- Your objective -
For every record here, output an exact copy.

Records contained in a dataset:
..............................

PR #121, opened 2021-01-19
updated README according experience of installation

Areso:
1) without pointing to the galaxy prefix, it doesn't work
2) some bug (or feature), related to Ansible 2.10.4

### DIFF
--- a/README.md
+++ b/README.md
@@ -320,9 +320,21 @@ Install Galaxy on your local system with all the default options:
     galaxy_server_dir: /srv/galaxy
   connection: local
   roles:
-     - galaxy
-```
-
+     - galaxyproject.galaxy
+```  
+  
+If your Ansible version >= 2.10.4, then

..............................

- The completed task -
PR #121, opened 2021-01-19
updated README according experience of installation

Areso:
1) without pointing to the galaxy prefix, it doesn't work
2) some bug (or feature), related to Ansible 2.10.4

### DIFF
--- a/README.md
+++ b/README.md
@@ -320,9 +320,21 @@ Install Galaxy on your local system with all the default options:
     galaxy_server_dir: /srv/galaxy
   connection: local
   roles:
-     - galaxy
-```
-
+     - galaxyproject.galaxy
+```  
+  
+If your Ansible version >= 2.10.4, then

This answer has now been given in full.